# I Want This Saw



## Beachside_Hank (Mar 3, 2016)

If ever there was a all- round benchtop metal cutting bandsaw for the home shop, this one is it. I've had my eyes open for something like this for a long time but have never seen one until now. The video is Russian, but no translation is needed, from one craftsman to another his tour of it is self- explanatory:
[ame]https://www.youtube.com/watch?v=7g_5cGNA4CQ[/ame]

It might be I need to get out more often, but if anybody knows of a version that can work in the U.S. that has all the features of this machine, please post.


----------



## rudydubya (Mar 3, 2016)

Hank, I don't know if it's identical, but Little Machine Shop has one that looks a lot like it. http://littlemachineshop.com/products/product_view.php?ProductID=4829&category=

Regards,
Rudy


----------



## purpleknif (Mar 3, 2016)

Just a nicely modified portable band saw. You can get the saw part just about anywhere but I got my 4x6 at horrible freight for $199. That's less than most of the portables I've seen.


----------



## dnalot (Mar 3, 2016)

When I was in Arkansas I saw a saw 
that could outsaw any other saw I ever saw saw. 
If you've got a saw that can outsaw the saw I saw saw 
then I'd like to see your saw saw. 


mark t


----------



## Herbiev (Mar 3, 2016)

The gardening websites Organic web solutions and Homely garden.com list them for some reason. Probably for pruning


----------



## jayville (Mar 3, 2016)

this is mine ...after lathe and mill best thing invented for the modelling.....clem


----------



## Blogwitch (Mar 4, 2016)

Jayville, that is the same as mine. Compact and powerful, easily chops lumps off a 4" billet of ali, and fits in a corner on the workbench without taking up any floor space.
I replaced my mechanical saw with this little beauty and have never regretted it.

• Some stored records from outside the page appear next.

Issue #467, opened 2023-02-24
Channels Closed Page - Add Tags column


laitang2000:
On the initial creation of the ChannelsClosedPage Tags column was created but did not function correctly and was removed to avoid delaying original ticket.

Jhoyola:
I can do this. Was the problem just that the tags couldn't be seen or is there something more complex involved? I assume that the tags themselves should not change in anyway when closing a channel.

PR #654, opened 2023-05-03
Add tags column to closed channels and pending channels pages

Jhoyola:
This issue: https://github.com/lncapital/torq/issues/467

Added the Tags column as the third column by default on Pending and Closed channels pages.

### DIFF
--- a/internal/views/views.go
+++ b/internal/views/views.go
@@ -324,9 +324,11 @@ func getTableViewColumnDefinitions() []tableViewColumnDefinition {
 			visualType: "TagsCell",
 			valueType:  "tag",
 			pages: map[TableViewPage]int{
-				PageChannels: 4,
-				PageForwards: 7,
-				PagePeers:    6,
+				PageChannels:        4,
+				PageChannelsClosed:  19,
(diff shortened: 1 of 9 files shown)


internal/views/views.go
```diff
@@ -324,9 +324,11 @@ func getTableViewColumnDefinitions() []tableViewColumnDefinition {
 			visualType: "TagsCell",
 			valueType:  "tag",
 			pages: map[TableViewPage]int{
-				PageChannels: 4,
-				PageForwards: 7,
-				PagePeers:    6,
+				PageChannels:        4,
+				PageChannelsClosed:  19,
```
Jhoyola, line 328: Didn't fully understand these mapping numbers. I guess it doesn't matter what they are as long as they are unique?

2Fast2BCn: They indicate the sequence. So for `PageChannels: 4,` it's the 4th on the channels page.

maxwedwards:
This is quite impressive @Jhoyola as this area of the code is a bit convoluted.

Thanks for the PR!

PR #663, opened 2023-05-09
Added node colour setting to node settings

laitang2000:
Added node colour setting to node settings
Display node colour for channels using override on row first cell.

Fixes: https://github.com/lncapital/internal-torq-roadmap/issues/140
Fixes https://github.com/lncapital/internal-torq-roadmap/issues/165


ohenrik (approved):
All good! 

(Ps. I fixed the peers alias cell I broke earlier)

PR #3522, opened 2023-09-20
Update FOLIO types

sul-devops-team:


jcoyne:
@cbeer is this an example of one of the "weird" deltas we're trying to prevent?  Any idea where these extra carriage returns come from?

cbeer:
This looks fine to me? Staff edit the plain text directly and probably added new lines for clarity.

Issue #3470, opened 2023-09-01
Use location/details to link to stackmaps


thatbudakguy:
see e.g. in the config: https://github.com/sul-dlss/SearchWorks/blob/55c521d5dba09b1e1a19e44b59603f26748dd6f4/config/settings.yml#L121

instead of keeping this around, we can just define on the library/location where you go to get its stackmap.

note that LAW is soon to remove stackmaps entirely (2weeks?)

See https://github.com/sul-dlss/folio-graphql/pull/128

marlo-longley:
Most of the code is written in #3528 but this is blocked until we can get the location details for `stackmapBaseUrl` out of Folio; requires communication on the product side.

thatbudakguy:
potentially unblocked now since data has been added to location details per @saseestone ?

PR #3528, opened 2023-09-20
Get stackmap API url from FOLIO Location details

marlo-longley:
Closes https://github.com/sul-dlss/SearchWorks/issues/3470

This work should not be merged until we confirm this data has been populated in FOLIO. Currently this has not been done. For the changed `location_spec` test to pass, we'd need the populated data in `locations.json` here, but everything passes testing with locally modified data.

This PR assumes that a `stackmapBaseUrl` will be present in location details if the location is stackmapable. For example:
```json
    "details": {
      "stackmapBaseUrl": "https://stanford.stackmap.com/json/"
    }
```

If this assumption is correct it removes the need for lists of `ignored_stackmap_locations` per library, as this information is now stored on the location itself. But I'm happy to revise if this isn't the case.


app/views/catalog/stackmap.html.erb
```diff
@@ -7,7 +7,7 @@
   <h3 class="modal-title"><%= params[:title] %></h3>
 </div>
 
-<div class="stackmap col-md-12" data-behavior="stackmap" data-callnumber="<%= params[:callnumber] %>"  data-library="<%= params[:library] %>" data-location="<%= params[:location] %>" data-stackmap-url="<%= stackmap_api_url(params[:library]) %>">
+<div class="stackmap col-md-12" data-behavior="stackmap" data-callnumber="<%= params[:callnumber] %>"  data-library="<%= params[:library] %>" data-location="<%= params[:location] %>" data-stackmap-url="<%= params[:api_url] %>">
```
jcoyne, line 10: I don't see where `api_url` gets in the params. Can you point that out for me?

app/helpers/catalog_helper.rb
```diff
@@ -22,7 +22,7 @@ def current_view
 
   def stackmap_link(document, location)
     item = location.items.first
-    stackmap_path(title: (document['title_display'] || '').html_safe, id: document.id, callnumber: item.callnumber, library: item.library, location: item.home_location)
+    stackmap_path(title: (document['title_display'] || '').html_safe, id: document.id, callnumber: item.callnumber, library: item.library, location: item.home_location, api_url: location.stackmap_api_url)
```
marlo-longley, line 25: @jcoyne here is where I added the param

thatbudakguy (approved):

jcoyne (approved):

PR #3536, opened 2023-09-22
Hide fake cover when Google Books cover is present

marlo-longley:
Related to https://github.com/sul-dlss/SearchWorks/commit/e5a10ba85b9471f4fd55461eb87b8f92dc938c7e


corylown (commented):
Thanks @marlo-longley -- this does fix the gallery view, but it looks like the cover images are still missing from the list view.
Screenshot 2023-09-22 at 8 34 11 PM

marlo-longley:
I didn't realize that was an issue -- thanks for catching and will address!

PR #3551, opened 2023-09-26
Fix collection membership display

thatbudakguy:
- Strip leading 'a' from catkeys when finding parent collections
- Make digital collection preview search use a-prefixed catkeys
- Permit some params for CollectionMembersController to silence warnings

### DIFF
--- a/app/helpers/collection_helper.rb
+++ b/app/helpers/collection_helper.rb
@@ -1,10 +1,10 @@
 module CollectionHelper
   def link_to_collection_members(link_text, document, options = {})
-    link_to(link_text, search_catalog_path(f: { collection: [document[:id]] }), options)
+    link_to(link_text, collection_members_path(document), options)
   end
 
   def collection_members_path(document, options = {})
-    search_catalog_path(f: { collection: [document[:id]] })
+    search_catalog_path(f: { collection: [document.prefixed_id] })
   end
 
   def collection_members_enumeration(document)
--- a/app/helpers/collection_helper.rb
+++ b/app/helpers/collection_helper.rb
@@ -27,7 +27,8 @@ module CollectionHelper
   def collection_breadcrumb_value(collection_id)
     if @response.documents.first&.index_parent_collections.present?
       collection = @response.documents.first.index_parent_collections.find do |coll|
-        coll[:id] == collection_id
+        # strip leading 'a' from collection catkeys
+        coll[:id] == collection_id.sub(/^a(\d+)$/, '\1')
       end
       return document_presenter(collection).heading if collection.present?
     end
--- a/app/models/concerns/collection_member.rb
+++ b/app/models/concerns/collection_member.rb
@@ -19,7 +19,7 @@ module CollectionMember
     unless @index_parent_collections
       @index_parent_collections = self[:collection_with_title].map do |collection_with_title|
         id, title = collection_with_title.split('-|-').map(&:strip)
-        SolrDocument.new(id:, title_display: title)
+        SolrDocument.new(id: strip_a(id), title_display: title)
       end
     end
     @index_parent_collections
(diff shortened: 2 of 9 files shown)


app/models/concerns/collection_member.rb
```diff
@@ -36,7 +36,7 @@ def online_label
 
   def parent_collection_params
     self["collection"].map do |collection_id|
-      "id:#{collection_id}"
+      "id:#{collection_id.gsub(/a?(\d+)/, '\1')}"
```
corylown, line 39: Should we left & right anchor this regex?
```suggestion
      "id:#{collection_id.sub(/^a(\d+)$/, '\1')}"
```

app/models/concerns/digital_collection.rb
```diff
@@ -96,5 +96,18 @@ def number_of_documents_without_image_urls
...
+    # search for items with collection set to both prefixed and non-prefixed ids
+    def collection_member_params
+      [document[:id], prefixed_document_id].uniq.map do |collection_id|
+        "collection:\"#{collection_id}\""
+      end.join(" OR ")
+    end
+
+    # @return [String] the document id, prefixed with an 'a' if it's a numeric catkey
+    def prefixed_document_id
+      @document[:id].gsub(/(\d+)/, 'a\1')
```
corylown, line 110:
```suggestion
      @document[:id].sub(/^(\d+)$/, 'a\1')
```

corylown (changes requested):
@thatbudakguy I think some changes are needed in `CollectionHelper` as well where we're generating queries on the collection field using the document id. We'll need to prefix the document id with `a` in these cases as well so the queries work. Without this change the "Explore this collection (437 digital items)" link will produce a search with no results.
Screenshot 2023-09-27 at 11 00 09 AM

thatbudakguy:
thanks for catching that. I moved the prefixed ID generation to a method directly on `SolrDocument` so that it was easier to access in the helper (and wherever else we may need it later).

corylown:
Thanks, @thatbudakguy. I think I found another place where the id needs adjustment for things to link correctly.

In CollectionMember#index_parent_collections we're plucking the collection id out of `:collection_with_title` where it will have the `a` prefix. This id is then used to link to the digital collection in the index view:
Screenshot 2023-09-27 at 3 51 52 PM

The link with the `a` prefix will work, but it seems preferable not to publish these and to prefer the link without the a.

If we change this behavior then we also need to add the `a` back when we compare the collection id in `CollectionHelper#collection_breadcrumb_value`. Happy to hop on a huddle to explain.

app/helpers/collection_helper.rb
```diff
@@ -27,7 +27,8 @@ def collections_search_params
   def collection_breadcrumb_value(collection_id)
     if @response.documents.first&.index_parent_collections.present?
       collection = @response.documents.first.index_parent_collections.find do |coll|
-        coll[:id] == collection_id
+        # re-add leading 'a' to collection catkeys since that's how we index it
+        coll[:id] == collection_id.sub(/^(\d+)$/, 'a\1')
```
corylown, line 31: My fault. I think I got this backwards. And should get the test passing.

```suggestion
        # removing leading 'a' from the collection_id passed to the helper because
        # we remove it from the ids in index_parent_collections
        coll[:id] == collection_id.sub(/^a(\d+)$/, '\1')
```

corylown (changes requested):

thatbudakguy:
I got really lost trying to figure out the right behavior and when to change tests...hope this is all right.

corylown (changes requested):
@thatbudakguy I think the linking and display are correct now. A couple of suggestions for test descriptions. Once those are resolved we can ship it. Thanks for working on this.

thatbudakguy:
@corylown ok, fixed the test descriptions and rebased

corylown (approved):
🎉

PR #3555, opened 2023-09-27
Convert feedback form to use fetch

jcoyne:
This helps to move us off Jquery 1.x, so that we can upgrade to Bootstrap 4.

### DIFF
--- a/app/assets/javascripts/feedback_form.js
+++ b/app/assets/javascripts/feedback_form.js
@@ -43,18 +43,17 @@ Blacklight.onLoad(function(){
           $thisform.find('#last_search').val(lastSearch);
           $thisform.on('submit', function(e){
             e.preventDefault();
-            var valuesToSubmit = $(this).serialize();
-            $.ajax({
-              url: form.action,
-              data: valuesToSubmit,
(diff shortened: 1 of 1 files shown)


app/assets/javascripts/feedback_form.js
```diff
@@ -44,17 +44,17 @@ Blacklight.onLoad(function(){
...
-                $($el).collapse('hide');
-                $($form)[0].reset();
-              }
-              renderFlashMessages(response);
-            });
+            fetch(form.action, {
+              method: 'POST',
+              headers: { "Content-Type": "application/x-www-form-urlencoded" },
+              body: valuesToSubmit
+            }).then((resp) => resp.json())
```
thatbudakguy, line 51: I think if you make `body` a `URLSearchParams` it'll automatically send the content-type as `x-www-form-urlencoded`. That might let you skip using jQuery's `serialize()` too; I think it would just be `new URLSearchParams(new FormData($thisform[0]))`

thatbudakguy (approved):

thatbudakguy (approved):

Issue #3613, opened 2023-10-10
[SearchWorks/prod] NoMethodError: undefined method `hours_api_url' for nil:NilClass


cbeer:
## Backtrace

    line 11 of [PROJECT_ROOT]/lib/hours_request.rb: find_library
    line 15 of [PROJECT_ROOT]/lib/hours_request.rb: get
    line 3 of [PROJECT_ROOT]/app/controllers/hours_controller.rb: show

[View full backtrace and more info at honeybadger.io](https://app.honeybadger.io/projects/50022/faults/96773507)

marlo-longley:
Closed by #3615

PR #3615, opened 2023-10-12
Support folio library codes

cbeer:
This PR adds FOLIO library codes in places we're using Symphony codes. This should allow us to change the indexer to populate the `item_display` `library` field with the FOLIO code instead.

This also removes tests for the Symphony library code `HV-ARCHIVE` which does not exist in the FOLIO data (because it is mapped to `HOOVER` instead)

### DIFF
--- a/.rubocop.yml
+++ b/.rubocop.yml
@@ -34,6 +34,7 @@ Metrics/BlockLength:
 
 Metrics/ModuleLength:
   Exclude:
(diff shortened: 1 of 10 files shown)


thatbudakguy (approved):

marlo-longley:
This should close https://github.com/sul-dlss/SearchWorks/issues/3613 by adding `MEDIA-CENTER`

Unfortunately not now available from where I bought mine (Warco) but they do carry the full range of spares if needed.

John


----------



## jayville (Mar 4, 2016)

blogwitch...there been on the market here for about 12 months...when I first saw the info on it I thought it looked a bit toyish ,but no way ,it's one of the best toys that I have purchased after my lathe and mill...so handy..it replaced 2 drop or chops as some call them...no dust.no noise .no sparks..they are excellent for our hobby.   clem


----------



## Blogwitch (Mar 4, 2016)

Sorry Clem, gave you some duff info, mine came from Axminster in the UK, and was replaced by this one.

http://www.axminster.co.uk/axminster-model-engineer-series-ue-127dv1-bandsaw-505214

It has a few extra gizmos on it that I didn't really need and definitely not worth the extra £150 over what mine cost at £199.

John


----------



## ROB 123 (Mar 4, 2016)

I bought this one http://www.axminster.co.uk/axminste...55hd-swivel-head-metal-cutting-bandsaw-700103 
but it was forever blowing the capacitor they did take it back and fixed it but it went again so I put a 2hp motor on it that has a start AND a run capacitor  so far its working great .

Rob.


----------



## Beachside_Hank (Mar 4, 2016)

Thanks for your thoughts guys, in the end I guess I still can't get past the Harbor Freight machine for around $200. I know it'll take a bit to put it right, but they are literally just down the street from me so taking delivery is no problem either.

I have taken some inspiration as to what I want to do with it from this video:
[ame]https://www.youtube.com/watch?v=K31SPcSAs9E[/ame]
Specifically, I like the base cabinet they have, the supplied one is crap from H.F. so that mobility & extra storage will make up for lack of smaller footprint.

There, I've rationalized it.


----------



## ninefinger (Mar 4, 2016)

For those in Canada I just found this at Princess Auto as I wandered the aisles, $420 seems a bit steep but with the weak Canadian dollar I guess that is the going price.

Mike


----------